SAM is an emotion assessment tool that uses graphic scales, depicting cartoon characters expressing three emotion elements: pleasure, arousal and dominance. SAM has been used often in evaluations of advertisements, and increasingly also in evaluations of products. SAM is based on the PAD emotion model of Mehrabian.

Sensual Evaluation Instrument

Different shaped objects are used by users during a usability test to express how they feel. After the test, an interview is conducted to interpret the results.

Sentence Completion

After using a system, a participant is handed a set of beginnings of sentences that she then completes. The beginnings of the sentences trigger the user think the experiential aspects of product use, e.g."When I use this product, I feel myself…", or "The appearance of this product is…"

TRUE Tracking Realtime User Experience

Games software is instrumented to track behavior.
Users report reactions throughout test.
Live video record is indexed to events.


Pairwise comparison testing aimed at young children (preschoolers).


UTAUT is based on Technology Acceptance Model (TAM), but addressing some of TAM's shortcomings; includes now also more or less affective aspects

UX Curve

UX Curve method aims at assisting users in retrospectively reporting how and why their experience with a product has changed over time.

UX Expert evaluation

UX experts use their expertise of users and UX theories to evaluate UX of a system.

UX laddering

UX Laddering is an adapted interview method and adapted data analysis process for investigating the user experience, adapted from Laddering in consumer research and based upon Means-end Theory. The goal of laddering -as with all means-end approaches- is to identify and understand the linkages between key perceptual elements across the range of attributes, consequences and values. Therefore, UX Laddering helps researchers and designers understand how concrete product attributes benefit personal values for end users.

Valence method

The valence method is based on the user experience model of Hassenzahl (2008) defining user experience as a primary evaluative feeling during the usage of a product or service. A positive user experience the consequence of fullfinging human needs. The valence method captures positive and negative feelings (valence) during the explorative usage of an interactive product. In a subsequent retrospective interview phase users indicate for each instance of a positive or negative feeling (valence marker) the product design aspects inducing it. This phase further employs the laddering interview technique [Reynolds & Gutman, 1988] to reveal the personal meaning of product design aspects to the user and the underlying fulfilled or frustrated needs.
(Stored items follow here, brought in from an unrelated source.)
PR #3718, opened 2020-11-24
Update generic labels for GCE

yaroslava-serdiuk:


cluster-autoscaler/cloudprovider/gce/templates.go
```diff
@@ -215,6 +215,8 @@ func BuildGenericLabels(ref GceRef, machineType string, nodeName string, os Oper
 	}
 	result[apiv1.LabelZoneRegion] = ref.Zone[:ix]
```
towca, line 216: Could you do the same for apiv1.LabelInstanceTypeStable above?

cluster-autoscaler/cloudprovider/gce/templates.go
```diff
@@ -215,6 +215,8 @@ func BuildGenericLabels(ref GceRef, machineType string, nodeName string, os Oper
...
 	result[apiv1.LabelZoneFailureDomain] = ref.Zone
+	result[apiv1.LabelZoneRegionStable] = ref.Zone[:ix]
```
towca, line 218: nit: I'd prefer to have the stable version right after the non-stable one (see LabelArch and LabelArchStable above).

towca (changes requested):
Could you squash the commits into just one, with an appropriate message? You can read about it here: https://levelup.gitconnected.com/how-to-squash-git-commits-9a095c1bc1fc.

In general, we prefer fixing comments on a PR by amending to an existing commit (git commit --amend) and then force-pushing (git push -f), instead of introducing additional commits just for the fixes.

The generated information helps designers to understand and optimize the user experience potential of a product.

WAMMI (Website Analysis and Measurement Inventory)

To help you accomplish your Web goals, WAMMI (1) Measures user experience of your website based on visitors reactions using a 20 item-questionnaire; (2) Benchmarks your website relative to other websites in our international standardized database; (3) Generates objective data for your management in an easy-to-read hypertext report; (4) Analyses qualitative comments and reactions to your website from visitors; (5) Interprets quantitative and qualitative data to determine what to improve and how much to invest.

Workshops + probe interviews

After conducting exploratory user research with design probes, invite the same participants to first 'validate' your analysis and then allow them to experience and give feedback on early prototypes in a group session


iScale is a survey tool for the retrospective elicitation of longitudinal user experience data.